Senja telah merah ketika ia sampai di pantai Pulau Mandangin. Dari pantai terdengar suara anjing yang melolong-lolong menyayat hati. Anjing-anjing Bangsacara! Dengan beribu cemas ia berlari ke arah suara lolongan itu. Dan di tengah rerimbunan hutan Pulau Mandangin ia akhirnya melihat apa yang sudah ia lihat di dalam mimpinya.
Bangsacara meringkuk di tanah bersimbah darah. Di punggungnya tertancap sebatang anak panah. Di ulu hatinya terbenam sebilah keris, begitu dalam hingga hanya terlihat hulu keris itu, yang digenggam erat oleh Bangsacara. Darah menggenang di tanah, dari luka menganga di perutnya. Tiga orang laki-laki berdiri di sekitar Bangsacara, dan satu orang lagi terkapar di tempat lain.
“Kakang...!!” Ragapadmi menjerit histeris. Ia mengham- bur memeluk tubuh Bangsacara yang telah lunglai tak berdaya. Ketika menyadari bahwa ia berada dalam pelukan kekasihnya, Bangsacara membuka mata dan tersenyum. Wajahnya pucat pasi kehabisan darah.
“Yayi Ragapadmi... maafkan aku..,” bisik Bangsacara lemah.
“Kakang! Kakang Bangsacara!” jerit Ragapadmi. “Jangan tinggalkan aku....”
“Cabut keris ini Yayi... biarkan aku pergi...”
“Kakang Bangsacara, kalau Kakang pergi aku akan ikut bersamamu...” Ragapadmi menangis pilu.
Darah menyembur dari jantung Bangsacara ketika Ragapadmi mencabut keris yang menghujam dadanya. Kepala lelaki itu pun terkulai, hembusan nafas terakhirnya terbang bersama nyawanya. Kedua anjing Bangsacara melolong panjang, seolah tahu kepergian tuannya. Hal yang menakjubkan kemudian terjadi. Kedua anjing itu saling menggigit leher temannya, darah pun mengucur deras, dan keduanya pun meregang nyawa, menyusul kepergian tuannya.

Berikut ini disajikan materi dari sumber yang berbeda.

Issue #215, opened 2021-07-05
Model and handle relationships between GDAL objects systematically


yeesian:
See e.g. https://github.com/yeesian/ArchGDAL.jl/pull/214#issuecomment-873856342 for context.

Issue #152, opened 2020-11-09
Construct ArchGDAL.Table via named tuples or DataFrame


zerefwayne:
I have a use case of filtering rows out of an ArchGDAL table and then return ArchGDAL datatype. It would be helpful to construct an ArchGDAL.Table using an array of named tuples or even a DataFrame from DataFrames.jl.

cc: @juliohm

juliohm:
@zerefwayne I suggest starting a draft PR in GADM.jl and linking to this issue. It is hard to know exactly what you are trying to achieve otherwise. :+1:

yeesian:
We currently support https://tables.juliadata.org/stable/#Implementing-the-Interface-(i.e.-becoming-a-Tables.jl-source)-1 in [`src/tables.jl`](https://github.com/yeesian/ArchGDAL.jl/blob/master/src/tables.jl).

It will be nice to support the creation of an ArchGDAL.Dataset (or FeatureLayer) from a corresponding table via https://tables.juliadata.org/stable/#Using-the-Interface-(i.e.-consuming-Tables.jl-compatible-sources)-1: here's an [example](https://github.com/yeesian/ArchGDAL.jl/blob/9cc8713063a537f10cc2801907073f7cfd30c1c4/test/test_ospy_examples.jl#L92-L119) of how it can be done.

evetion:
Shameless plug (I'm the author), I've made a first implementation over at https://github.com/evetion/GeoDataFrames.jl.

mathieu17g:
@yeesian (cc: @evetion) I'm could work on this by creating IFeatureLayer constructor for table types (creating an associated a "Memory" driver Dataset).

Writing to a file, could then be handled by a write, leaving GDAL handling the driver restrictions as pointed in https://github.com/yeesian/ArchGDAL.jl/issues/147#issuecomment-714186909

yeesian:
That'll be really awesome @mathieu17g! I also agree that the analogous GDAL object is a feature layer and have updated the title to reflect it.

PR #243, opened 2021-09-08
Table to IFeatureLayer

mathieu17g:
Here is a 1st draft to fix issue #152 

I have implemented the conversion from table to an `IFeatureLayer` in a memory dataset.
It is done via an `IFeatureLayer` constructor but it can be moved to a `createlayer` method.

Here are some modifications that has / may need to be implemented:
- [ ] add tests
- [ ] (MAYBE) in column type conversion, move from try-catch with convert to if-else with collections (to be defined)
- [ ] handle the case where `names === nothing` or `types === nothing` in the `Table.Schema`
- [ ] once PR #238 is merged, set field/geomfield values `=== nothing` to null

Other additions:
- added `convert` methods between `OGRwkbGeometryType` and `IGeometry{OGRwkbGeometryType}`. Necessary in column types conversion since it is based on try-catch on `convert` methods
- used `GDAL.ogr_gfld_setname` to set first geomfield name, since `setname!` is not implemented for `FeatureDefn`. set name!(::FeatureDefn, ::String) may require to fix issue #215 first 
- fixed `@ogrerr`: message has to be escaped. This fix may also be necessary in other similar macros (not tested)
- added `convert` methods between `OGRFieldType` and `DataType` for vectors, `Int8` and `Float16`

Here is a test on multi_geom.csv test file:
```julia
ulia> ds = AG.read("multi_geom.csv",
           options = [
               "GEOM_POSSIBLE_NAMES=point,linestring",
               "KEEP_GEOM_COLUMNS=NO",
           ],
       )
       layer = AG.getlayer(ds, 0)
       @show layer
       df = DataFrame(layer)
       @show df; println()
       @show describe(df); println()
       new_layer = AG.IFeatureLayer(df)
       @show new_layer
       new_df = DataFrame(new_layer)
       @show new_df; println()
       @show describe(new_df); println()
layer = Layer: multi_geom
  Geometry 0 (point): [wkbUnknown]
  Geometry 1 (linestring): [wkbUnknown]
     Field 0 (id): [OFTString], 5.1, 5.2
     Field 1 (zoom): [OFTString], 1.0, 2.0
     Field 2 (location): [OFTString], Mumbai, New Delhi

df = 2×5 DataFrame
 Row │ point               linestring               id      zoom    location
     │ IGeometr…           IGeometry…               String  String  String
   1 │ Geometry: wkbPoint  Geometry: wkbLineString  5.1     1.0     Mumbai
   2 │ Geometry: wkbPoint  Geometry: wkbLineString  5.2     2.0     New Delhi

describe(df) = 5×7 DataFrame
 Row │ variable    mean     min     median   max        nmissing  eltype
     │ Symbol      Nothing  Union…  Nothing  Union…     Int64     DataType
─────┼─────────────────────────────────────────────────────────────────────────────────────
   1 │ point                                                   0  IGeometry{wkbPoint}
   2 │ linestring                                              0  IGeometry{wkbLineString}
   3 │ id                   5.1              5.2               0  String
   4 │ zoom                 1.0              2.0               0  String
   5 │ location             Mumbai           New Delhi         0  String

new_layer = Layer: 
  Geometry 0 (point): [wkbPoint]
  Geometry 1 (linestring): [wkbLineString]
     Field 0 (id): [OFTString], 5.1, 5.2
     Field 1 (zoom): [OFTString], 1.0, 2.0
     Field 2 (location): [OFTString], Mumbai, New Delhi

new_df = 2×5 DataFrame
 Row │ point               linestring               id      zoom    location
     │ IGeometr…           IGeometry…               String  String  String
   1 │ Geometry: wkbPoint  Geometry: wkbLineString  5.1     1.0     Mumbai
   2 │ Geometry: wkbPoint  Geometry: wkbLineString  5.2     2.0     New Delhi

describe(new_df) = 5×7 DataFrame
 Row │ variable    mean     min     median   max        nmissing  eltype
     │ Symbol      Nothing  Union…  Nothing  Union…     Int64     DataType
─────┼─────────────────────────────────────────────────────────────────────────────────────
   1 │ point                                                   0  IGeometry{wkbPoint}
   2 │ linestring                                              0  IGeometry{wkbLineString}
   3 │ id                   5.1              5.2               0  String
   4 │ zoom                 1.0              2.0               0  String
   5 │ location             Mumbai           New Delhi         0  String

```


mathieu17g:
OK as PR #245, I will close this PR and open a new one.
Currently, I have rebase to abort locally that blocks me. I'm digging into it

mathieu17g:
I have added a 1st draft for GeoInterface geometries handling

```julia
julia> using ArchGDAL; const AG = ArchGDAL
       using LibGEOS
       using DataFrames

julia> df = DataFrame(AG.getlayer(AG.read("tmp/road/road.shp"), 0))
       df = transform(
           df, 
           Symbol("") => 
           (x -> passmissing(LibGEOS.readgeom ∘ ArchGDAL.toWKT).(x)) => 
           Symbol("")
       )
       df[1:5, :]
5×8 DataFrame
 Row │                                    gid    roadcode     plod    absd     plof    absf     analyse             ⋯
     │ Abstract…?                         Int32  String       String  Float64  String  Float64  String              ⋯
─────┼───────────────────────────────────────────────────────────────────────────────────────────────────────────────
   1 │ LineString(Ptr{Nothing} @0x00007…      1  01A903905CD  DB1         0.0  FB1         0.0  2 - Bretelles autor ⋯
   2 │ LineString(Ptr{Nothing} @0x00007…      2  01A903905CD  DB2         0.0  FB2         0.0  2 - Bretelles autor
   3 │ LineString(Ptr{Nothing} @0x00007…      3  01A903905CD  DB3         0.0  FB3         0.0  2 - Bretelles autor
   4 │ LineString(Ptr{Nothing} @0x00007…      4  01A903905CD  DB4         0.0  FB4         0.0  2 - Bretelles autor
   5 │ LineString(Ptr{Nothing} @0x00007…      5  01A903910CD  DB1         0.0  FB1         0.0  2 - Bretelles autor ⋯
                                                                                                     1 column omitted

julia> AG.IFeatureLayer(df; name="roads")
Layer: roads
  Geometry 0 (): [wkbUnknown], LINESTRING (874644.4...), ...
     Field 0 (gid): [OFTInteger], 1, 2, 3, 4, 5, 6, 7, 8, 9, 10, 11, 12, 13, ...
     Field 1 (roadcode): [OFTString], 01A903905CD, 01A903905CD, 01A903905CD, ...
     Field 2 (plod): [OFTString], DB1, DB2, DB3, DB4, DB1, DB2, DB1, DB2, ...
     Field 3 (absd): [OFTReal], 0.0, 0.0, 0.0, 0.0, 0.0, 0.0, 0.0, 0.0, 0.0, ...
     Field 4 (plof): [OFTString], FB1, FB2, FB3, FB4, FB1, FB2, FB1, FB2, ...
...
 Number of Fields: 7
```

src/tables.jl
```diff
@@ -47,3 +47,352 @@ function schema_names(featuredefn::IFeatureDefnView)
...
+3. create layer named `name` in a MEMORY dataset geomfields and fields types inferred from `rows`'s column types
+4. populate layer with `rows` values
+
+"""
+function _fromtable(
+    sch::Tables.Schema{names,types},
+    rows;
+    name::String,
+    parseWKT::Bool,
+    parseWKB::Bool,
```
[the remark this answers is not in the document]
mathieu17g: > > 3. Part of the benefit of the fieldtypes arg is also the ability to skip the try-catch block for inferring the field type:
> 
> The try-catch block should not be time consuming, since it only work on the schema. But I can add a `fieldtypes` as `Union{Nothing, Dict{Int, GeometryOrFieldType}, Dict{String, GeometryOrFieldType}}`

I have added the `fieldtypes` kwarg option, without any specific tests yet in commit 125a076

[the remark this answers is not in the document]
mathieu17g: I have added tests on `geomcols` kwarg and corrected some issues raised by those tests in commit 9e90dc14595c1236dd4b4ead44e91ab2b07625a8
-> 10 pts increase on PR coverage.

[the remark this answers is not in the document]
mathieu17g: GDAL.jl seems to be broken (failing to precompile) after an update of geos from 3.9 to 3.10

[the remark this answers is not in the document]
mathieu17g: I openned an issue in GDAL.jl: https://github.com/JuliaGeo/GDAL.jl/issues/126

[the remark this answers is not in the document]
mathieu17g: I have added tests on the `fieldtypes` kwarg. 

Pkg.test is 100% OK and Coverage is 100% when tested locally. So when JuliaGeo/GDAL.jl#126 is fixed, CI for this PR should be OK

@visr or @yeesian do you know how to test error messages as it can be done with other messages by mixing `@test` with `@test_logs`. 
I have not figured out how to mix `@test_throws` and `@test_logs`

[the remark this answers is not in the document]
mathieu17g: > @visr or @yeesian do you know how to test error messages as it can be done with other messages by mixing @test with @test_logs.
> I have not figured out how to mix @test_throws and @test_logs

I found a simple way in https://discourse.julialang.org/t/how-to-test-a-default-error-raising-methods-message/19224
`@test_throws ErrorException("message") ex`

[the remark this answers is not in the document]
mathieu17g: @yeesian it should be ready for review now

src/tables.jl
```diff
@@ -47,3 +47,585 @@ function schema_names(featuredefn::IFeatureDefnView)
...
+                if e isa MethodError
+                    error(
+                        "Cannot convert column \"$colname\" (type $coltype) to neither IGeometry{::OGRwkbGeometryType} or OGRFieldType and OGRFieldSubType",
+                    )
+                else
+                    throw(e)
+                end
+            end
+        end
+    end
```
yeesian, line 170: I tried, but the highlighted section is the only part of this function that I was able to comprehend. I.e. I'm afraid I found it too challenging to follow L172-282 of this file in this PR (at the time of this writing).

I can see the value of having a data-driven inference of geometries from WKT/WKB columns, but I cannot in good faith say that I'll know how to maintain it. For unblocking this PR, can we document it in a feature request for now, so the code will still be available if we want to go down this path?

src/tables.jl
```diff
@@ -47,3 +47,585 @@ function schema_names(featuredefn::IFeatureDefnView)
...
+    layer_name::String,
+    geomcols::Union{Nothing,Vector{String},Vector{Int}} = nothing, # Default value set as a convinience for tests
+    fieldtypes::Union{
+        Nothing,
+        Dict{Int,Union{OGRwkbGeometryType,Tuple{OGRFieldType,OGRFieldSubType}}},
+        Dict{
+            String,
+            Union{OGRwkbGeometryType,Tuple{OGRFieldType,OGRFieldSubType}},
+        },
+    } = nothing, # Default value set as a convinience for tests
```
yeesian, line 461: nit: convinience -> convenience

src/tables.jl
```diff
@@ -47,3 +47,585 @@ function schema_names(featuredefn::IFeatureDefnView)
...
+2. split `rows`'s columns into geometry typed columns and field typed columns
+3. create layer named `name` in a MEMORY dataset geomfields and fields types inferred from `rows`'s column types
+4. populate layer with `rows` values
+
+"""
+function _fromtable(
+    sch::Tables.Schema{names,types},
+    rows;
+    layer_name::String,
+    geomcols::Union{Nothing,Vector{String},Vector{Int}} = nothing, # Default value set as a convinience for tests
```
yeesian, line 453: nit: convinience -> convenience

src/tables.jl
```diff
@@ -47,3 +47,585 @@ function schema_names(featuredefn::IFeatureDefnView)
...
+    } = nothing, # Default value set as a convinience for tests
+)::IFeatureLayer where {names,types}
+    # Test coherence of `geomcols` and `fieldtypes` and normalize them with indices for schema names
+    (spgeomcols, spfieldtypes) = _coherencecheckandnormalizationofkwargs(
+        geomcols,
+        fieldtypes,
+        string.(sch.names),
+    )
+
+    # Infer geometry and field types
```
yeesian, line 470: I think we can remove this comment

src/tables.jl
```diff
@@ -47,3 +47,585 @@ function schema_names(featuredefn::IFeatureDefnView)
...
+    AGtypes = _infergeometryorfieldtypes(sch, rows, spgeomcols, spfieldtypes)
+
+    # Create layer
```
yeesian, line 473: I think we can remove this comment

src/tables.jl
```diff
@@ -47,3 +47,585 @@ function schema_names(featuredefn::IFeatureDefnView)
...
+end
+
+"""
+    IFeatureLayer(table; kwargs...)
+
+Construct an IFeatureLayer from a source implementing Tables.jl interface
+
+## Keyword arguments
+- `layer_name::String = ""`: name of the layer
+- `geomcols::Union{Nothing, Vector{String}, Vector{Int}} = nothing`: if `geomcols` is different from nothing, only the specified columns (by names or number) will be converted to geomfields
```
yeesian, line 551: Have we considered not having this as part of the function?

* Rationale: If users knew what the `geomcols` are, they can convert before calling this function.
* In this proposal: the `fieldtypes` keyword arg should be the only way in which users can hint/coerce. 
* This might avoid the need to have a `_coherencecheckandnormalizationofkwargs(...)`

src/tables.jl
```diff
@@ -47,3 +47,585 @@ function schema_names(featuredefn::IFeatureDefnView)
...
+        },
+    },
+    colnames = Vector{String},
+)::Tuple{
+    Union{Nothing,Vector{Int}},
+    Union{
+        Nothing,
+        Dict{Int,Union{OGRwkbGeometryType,Tuple{OGRFieldType,OGRFieldSubType}}},
+    },
+}
```
yeesian, line 315: To the extent I can, I'd prefer to avoid creating/supporting an API that requires such a function. (Nonetheless, I want to say I really really appreciate the work that went into this function.)

yeesian (changes requested):
Thanks! I think the overall flow is there, but the amount of coherence checks and inference and so on makes me very hesitant about the API. I've suggested some changes to see if they might help keep things simple.

src/ogr/geometry.jl
```diff
@@ -1636,3 +1640,28 @@ for (f, rt) in ((:create, :IGeometry), (:unsafe_create, :Geometry))
         end
     end
 end
+
+# Conversion from GeoInterface geometry
+# TODO handle the case of geometry collections
```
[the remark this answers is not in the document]
mathieu17g: I have added the conversion for `GeoInterface.AbstractGeometryCollection` in commit 5cd1f16
Note that I could not make use of `GDAL.ogr_g_addgeometrydirectly`. I did not figure out how avoid the crash I had systematically with it.

I have also:
- Moved from `@generated` to normal functions
- Differentiated display between `IGeometry` and `Geometry` -> to be able to distinguish them when using REPL. If it suits you I will make an issue to generalize to the other objects having both interactive version and unsafe version
- Added tests on compact display for `AbstracGeometry` (e.g in use in DataFrames)

src/ogr/geometry.jl
```diff
@@ -1636,3 +1640,28 @@ for (f, rt) in ((:create, :IGeometry), (:unsafe_create, :Geometry))
...
+@generated function convert(
```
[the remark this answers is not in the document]
mathieu17g: I have moved from `@generated` to normal functions in commit 5cd1f16

src/tables.jl
mathieu17g: Well, I'm still around :-) And I could deactivate the WKT/WKB column detection by default via an `auto::Bool=false` kwarg which have it value `true` value mutually exclusive with `fieldtypes != nothing`

But here is an explanation, that I hope will clarify the code
#### 1. L145-L170: Parse stage 1 (based on schema) -> Identify column types for later layer population stage
#### 2. L172-L258: Parse stage 2 (based on data) for column that may be WKT or WKB columns and therefore identified as IGeometry columns for later layer population stage
```
For each column C of type string (which may be a WKT column) or binary (which may be a WKB column)
    1. Iterate though elements E of C until one E cannot be converted to IGeometry (except when = nothing or missing)
    2. If all element of C can be converted to IGeometry, mark C as a IGeometry column for later layer population stage
       Else leave it marked as a Field column 
```
You told me in a previous PR that you were not fond of ∈, ∉, ∩, ∪, ⊆, ⊈, ... I naturally use them since it . If it helps to maintain of the code, I can of course replace them by their plain function names.
#### 3. L260-L285 (induced by the `geomcols` kwarg addition): Enforce IGeometry columns to be as user specified and ensure that it is coherent with the actual data for later layer population stage. Raise an error otherwise, with more information than would be available at layer population stage (simple `convert MethodError`)
```
If there is a list of columns marked as IGeometry by the user (via `geomcols` kwarg)
    1. If there is one column in this list that has not been identified as an IGeometry column at parse stage 1 or 2 ERROR  
    2. For each column C identified as IGeometry as parse stage 1 or 2 and outside of this list
           If C can be converted to a Field column mark it so for later layer population stage
           Else ERROR
```
By the way, I have added another restriction on columns to be parsed at stage 2, by excluding columns specified in `fieldtypes` kwarg. See commit d08a47c

src/tables.jl
mathieu17g: Ok thanks, corrected in commit ad14efd

src/tables.jl
mathieu17g: Ok thanks, corrected in commit ad14efd

src/tables.jl
mathieu17g: OK

src/tables.jl
mathieu17g: > Rationale: If users knew what the `geomcols` are, they can convert before calling this function.

It will always be faster for the user not to have to convert :-)

---

> In this proposal: the `fieldtypes` keyword arg should be the only way in which users can hint/coerce.
It is a lot easier:
- to type a list of `Int` or `String` for `geomcols` than 
- to type in a `Dict` a list of `Int` or `String` PLUS a list `IGeometry{OGRwkbGeometryType}` or `Tuple{OGRFieldType, OGRFieldSubType}`  for `fieldtypes` kwarg

Therefore I would rather drop the `fieldtypes` kwarg.

---

> This might avoid the need to have a `_coherencecheckandnormalizationofkwargs(...)`

You would still need part of what is done in this function either you drop `geomcols` or `fieldtypes`.
But the function would be simpler if you drop `fieldtypes` than if you drop `geomcols
There 4 parts in it (gathering the comments within) :
| Part | Description | `fieldtypes`dropped | `geomcols` dropped |
|---|:--|---|---|
|1|Test coherence of `geomcols` and normalize it with indices of schema names |kept|dropped|
|2|Test coherence `fieldtypes` with schema names, and normalize it to a `Dict{Int, ...}` with indices of schema names|dropped|kept|
|3|Test coherence of `spfieldtypes` and `spgeomcols`|dropped|dropped|
|4|Test coherence of `OGRFieldType` and `OGRFieldSubType` in `fieldtypes` kwarg|dropped|kept|

So it is 3 drops for `fieldtypes` dropping against 2 drops for `geomcols` dropping: `geomcols` dropping wins :-)

src/tables.jl
mathieu17g: That was what I was fearing when I asked:

> But is it worth the extra complexity ?

in https://github.com/yeesian/ArchGDAL.jl/pull/243#discussion_r738021766 :-)

But now, it is done, I think it will be helpful for most, and I will help you maintain it. We could just drop `fieldtypes` kwarg for which personally I see no usage.

src/tables.jl
yeesian: I'll need more time to work through your code and comments -- thank you in advance for your initiative and patience!

src/tables.jl
```diff
@@ -47,3 +47,587 @@ function schema_names(featuredefn::IFeatureDefnView)
...
+"""
+function _infergeometryorfieldtypes(
+    sch::Tables.Schema{names,types},
+    rows,
+    spgeomcols::Union{Nothing,Vector{String},Vector{Int}},
+    spfieldtypes::Union{
+        Nothing,
+        Dict{Int,Union{OGRwkbGeometryType,Tuple{OGRFieldType,OGRFieldSubType}}},
+    },
+) where {names,types}
```
yeesian, line 142: Can we start with a simple implementation where this is
```julia
_infergeometryorfieldtypes(sch::Tables.Schema{names,types}, rows) where {names,types}
```
?

The behavior will be based on the current implementation with `spgeomcols=nothing` and `spfieldtypes=nothing`.

Let's introduce the functionality for `spgeomcols` in a follow-up PR (we can drop `spfieldtypes` in that PR per your recommendation).

src/tables.jl
yeesian: You have convinced me about the utility of the WKT/WKB parsing, and the lack of utility of `spfieldtypes`. But this PR is really hard to review for correctness.

I'll be able to approve this PR if we stash the WKT/WKB comments & code in an issue/follow-up PR.

src/tables.jl
yeesian: I agree it will be helpful for most, and we can drop the `fieldtypes` kwarg, thank you for demonstrating it

yeesian (changes requested):

mathieu17g:
@yeesian I dropped `fieldtypes` kwarg in src/ and test/ to check if it still works properly before stashing all the WKT/WKB parsing and `geomcols` kwarg

mathieu17g:
@yeesian, in commit e8560e4, I dropped geomcols kwarg in src/ and test/

src/tables.jl
mathieu17g: Done in commit e8560e4

src/tables.jl
mathieu17g: Dropped `spgeomcols` in commit e8560e4.
I have duplicated the branch before the drop, to be able to make an issue/PR, once the current PR is merged

src/ogr/geometry.jl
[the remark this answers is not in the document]
yeesian: Thank you!

yeesian (approved):

yeesian:
Wanted to say I like the new API a lot, thank you so much for working through all the review comments!

src/types.jl
```diff
@@ -321,11 +351,29 @@ end
...
-    OFSTFloat32::Float32,
-    OFSTJSON::String,
+    OFSTNone::Int8,
+    OFSTNone::Int32,
+    OFSTBoolean::Vector{Bool},
+    OFSTBoolean::Bool, # default type comes last
+    OFSTInt16::Vector{Int16},
+    OFSTInt16::Int16, # default type comes last
+    OFSTNone::Vector{Int32},
+    OFSTInt16::Float16,
```
evetion, line 361: This (and also `Vector{Float16}`) is not correct for OFSTInt16 AFAIK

Ragapadmi takjub melihat kelakuan anjing-anjing Bangsacara.
“Aduhai anjing, kalau kalian saja bisa menunjukkan kesetiaan begitu rupa, apalagi seorang istri. Kakang Bangsacara, kalau badan kita tak bisa menyatu di dunia, biarlah darah kita yang menyatu di alam sana, hingga kita terlahir kembali bersama.” Ragapadmi memandang keris yang berlumuran darah Bangsacara di tangannya.
“Ragapadmi!” seru Patih Bangsapati. “Bangsacara sudah mati. Kembalilah ke keraton. Bila kau tak ingin lagi berjumpa Prabu Bidarba, istana kepatihan pun terbuka untukmu. Akan kutinggalkan semua perempuan, bila kau mau pulang bersamaku ke kepatihan.”
Ragapadmi tak mendengar semua kata-kata itu. Tanpa sempat dicegah oleh Sang Patih, ia membenamkan ujung keris itu ke dalam jantungnya. Tanpa jerit, tanpa rintihan. Kemudian ia roboh, memeluk tubuh kekasihnya, Bangsacara.
Bangsapati diam terpaku.
Senja memerah. Matahari tenggelam ke pangkuan bumi.   
* * *
Catatan :
Pulau Mandangin terletak di Kabupaten Sampang, Madura. Pulau ini bisa dikunjungi dengan menggunakan perahu dari Pelabuhan Tanglok selama ± 45 menit. Di pulau ini terdapat situs makam Bangsacara - Ragapadmi beserta anjingnya yang setia. Kisah Bangsacara-Ragapadmi diperkirakan terjadi sekitar tahun 1305 Caka (1383 M), pada masa kerajaan Majapahit.